After discussing it with my husband we decided it would be best to put her to sleep on Sunday morning.  She would only last a couple of days without treatment and didn't want to put her through a horrible surgery.  After more discussion, I couldn't stand the thought of Shadow spending the night in the hospital hooked up to IV's.  It was a big, scary, strange place away from us and she was very ill.  I wanted to have her put to sleep that night to release Shadow from her pain.  My husband agreed and the whole family went to the Animal Hospital around 10 to put Shadow to sleep. They showed us into a quiet comfy room and we got to spend time with Shadow.  We could have spent hours trying to say goodbye.  After an hour we decided it was time and Shadow crossed Rainbow Bridge with all of us petting her and talking to her. 

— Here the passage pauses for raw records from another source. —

PR #382, opened 2015-08-30
Ouya Removal

Newtsuck:
Improvements:
- Completely removed Ouya building to avoid errors

Will the build bot build it? That is the question

### DIFF
--- a/Rakefile
+++ b/Rakefile
@@ -775,12 +775,11 @@ namespace :build do
     writeStub("Ouya")
     # Ouya build is currently not supported under Windows
     #if $LOOM_HOST_OS != 'windows'
-
+      
+  # TODO: add back Ouya support
+  if false
       FileUtils.mkdir_p "artifacts/ouya"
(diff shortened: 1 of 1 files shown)


bengarney:
Does this affect CLI? Does it properly error in the absence of Ouya files if you try to do an Ouya operation?

Newtsuck:
Attempting to build Ouya results in this error:
```
error: No such file or directory - c:/Users/Xyden/.loom/sdks/dev/bin/ouya. Use --trace to view backtrace
```
I don't know if this is a "proper" error, but it does cause the process to stop

bengarney:
I'm more concerned if any loom CLI operations block due to missing ouya and/or if we should prepare a parallel pull that modifies the CLI to print a friendly warning about no Ouya support.

bengarney:
Basically I want to make sure the overall Loom product experience reflects this change and gives a consistent experience.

Part of me is glad that she was only sick for the last couple of hours of her life.  Up until her last day she was eating well, playing with the kids and laying on the couch getting her belly rubbed.  The suddenness of her death has knocked the wind out of us.  I'm questioning the decision to have her put down, as well as doing it on Saturday night instead of waiting until Sunday.  The grief is crushing.  I've been trying to hold it together for the sake of the kids but when I'm alone all I can do is cry and look at her pictures.  I know in time the sadness will be replaced by the happy memories but a lot of people don't understand the sadness I feel for something they saw as "just a pet".



Quote 0 0
Dozer2007
I'm so sorry for your loss. I lost my baby last Friday. His illness was a shock. I too find it hard to keep it together for my kids. I loved him fiercely. I don't think many people can understand the depth of our pain. I couldn't make it into work today.
I'm sending you love and light.
Michelle
Quote 0 0
NormaT
Dear Irongrl,

Shadow looks so lovely. It's so hard to let them go and so easy to torment ourselves with all the questions of did I do the right thing,? should I have waited longer etc.

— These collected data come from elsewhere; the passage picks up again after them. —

PR #384, opened 2015-09-02
Removed unnecessary display of log group when running app via 'loom run'

AgentSmax:


loom/common/core/log.h
```diff
@@ -63,6 +63,7 @@ extern "C" {
 #define lmLogInfo(group, format, ...)                                 if (loom_log_willGroupLog(&group)) { loom_log(&group, LoomLogInfo, "[%s] " format, group.name, ## __VA_ARGS__); }
 #define lmLogError(group, format, ...)                                if (loom_log_willGroupLog(&group)) { loom_log(&group, LoomLogError, "[%s] " format, group.name, ## __VA_ARGS__); }
 #define lmLogWarn(group, format, ...)                                 if (loom_log_willGroupLog(&group)) { loom_log(&group, LoomLogWarn, "[%s] " format, group.name, ## __VA_ARGS__); }
+#define lmLogRun(group, format, ...)                                  if (loom_log_willGroupLog(&group)) { loom_log(&group, LoomLogInfo, format, ## __VA_ARGS__); } // A special log call without displaying the log group for use in 'loom run' command
```
bengarney: This is a good fix, but it is not like the others - that is, it's there to display log info raw. Can you clarify that with a comment so others aren't trying to figure why this isn't a dupe of lmLogInfo?

AgentSmax:
Added a comment. I hope the description is sufficient.

bengarney:
Let's do the loom_log cleanup as we discussed.

AgentSmax:
Here is the updated version. Removed the define and loom_log is called directly.

bengarney:
My only nit - you changed it from spaces to tabs which does not match surrounding file!

AgentSmax:
Oh, VS did this automatically :(

AgentSmax:
It is mended.

bengarney:
Awesome, just waiting on green!

bengarney:
This failed due to a build system config issue, compile and test worked.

We made the difficult decision to have our boy Spike put to sleep on 18th February.  He was 13 and he wasn't in any immediate danger but he sure had gone downhill and his quality of life was poor. We don't know what might have been happening inside him as he had an ultrasound which suggested some masses but we didn't want to put him through any invasive procedures. Like Shadow he was finding it increasingly difficult to get around and sometimes couldn't get up. He wasn't eating as normal and was panting and whimpering.

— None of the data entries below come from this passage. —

PR #385, opened 2015-09-03
More Complete Date Utility

Newtsuck:
New Features:
- Added better date functionality

### DIFF
--- a/loom/script/native/core/system/lmDate.cpp
+++ b/loom/script/native/core/system/lmDate.cpp
@@ -55,11 +55,32 @@ public:
             return true;
     }
 
+    // A default constructor must be defined!
     Date()
     {
+        initialize(-1);
+    }
+
+    Date(int64_t inputTime)
+    {
+        initialize(inputTime);
+    }
+
+    // Initializes the date based on a 64 bit integer representing the time
+    void initialize(int64_t inputTime)
+    {
         time_t rawtime;
-        
-        time(&rawtime);
+
+        if (inputTime >= 0)
+        {
+            // If there was an input time, set the clock to that time!
+            rawtime = (time_t)inputTime;
+        }
+        else
+        {
+            // Otherwise, get the current time
+            time(&rawtime);
+        }
 
         // Initialize tm structs
         timeInfo = *localtime(&rawtime);
@@ -120,7 +141,7 @@ static int registerSystemDate(lua_State *L)
 
         .beginClass<Date>("Date")
 
-        .addConstructor<void (*)(void)>()
+        .addConstructor<void (*)(long)>()
 
         // These methods are all defined with the DATE_GETTER_SETTER macro above
         .addMethod("getDate", &Date::getDate)
--- a/loom/script/native/core/system/lmDate.cpp
+++ b/loom/script/native/core/system/lmDate.cpp
@@ -1,7 +1,7 @@
 /*
 * ===========================================================================
 * Loom SDK
-* Copyright 2011, 2012, 2013, 2015
+* Copyright 2011, 2012, 2013 
 * The Game Engine Company, LLC
 *
 * Licensed under the Apache License, Version 2.0 (the "License");
@@ -31,6 +31,9 @@ void set ## var(int value) { timeInfo.tm_ ## tm_var = value; } \
 int get ## var ## UTC() { return timeInfoUTC.tm_ ## tm_var; } \
 void set ## var ## UTC(int value) { timeInfoUTC.tm_ ## tm_var = value; }
 
+/**
+* Native side implementation for the Loom Date class. See Date.ls script class for more detailed documentation
+*/
 class Date {
 private:
     // The buffer size when returning string data
@@ -41,7 +44,7 @@ private:
     struct tm timeInfoUTC; // Same as timeInfo, but for UTC instead of local time
 
 public:
-    // Static: Determine if the provided year is a leap year
+    // Determine if the provided year is a leap year
     static bool isLeapYear(int year)
     {
         if (year % 4 != 0)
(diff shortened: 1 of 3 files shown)


loom/script/native/core/system/lmDate.cpp
```diff
@@ -18,33 +18,102 @@
...
     // The buffer size when returning string data
     static const int BUFFER_SIZE = 1024;
 
+    // Private variables, their fields will be accessed by public methods
+    struct tm timeInfo;    // The time info for this Date instance. It will be accessed by various getters and setters in ls
+    struct tm timeInfoUTC; // Same as timeInfo, but for UTC instead of local time
+
 public:
-    static const char *formatTime(const char *format)
+    // Static: Determine if the provided year is a leap year
```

Every single day (sometimes many times a day) I question our decision. In my heart I know it was best for him but those nagging doubts, that guilt and those what if's keep on coming along.
Someone here recently referred to this as Satan's whisper - this is very true. It does get easier but it will take time. There is so much support available here. Without these kind people I think I would have gone stir crazy the first week or two after his passing.
These people are here for you too.
 
Thinking about you.

Norma
Norma 
Quote 0 0
Eddiesmom
So, so sorry.  What a lovely boy he was indeed.  I'm glad you have good memories of chasing the kids that day.  They are not "just a pet" they are family, they are love and innocence.  They are missed deeply.
Sue E
Quote 0 0
winstonsmom12
They are NEVER "just pets".  Every furbaby I have ever owned, and there were many, I treated as my child and a family member.  Some people treat them as their Posessions or an Animal.  I never got that!  My babies always got the run of the house, not a lot of discipline and a lot of love. 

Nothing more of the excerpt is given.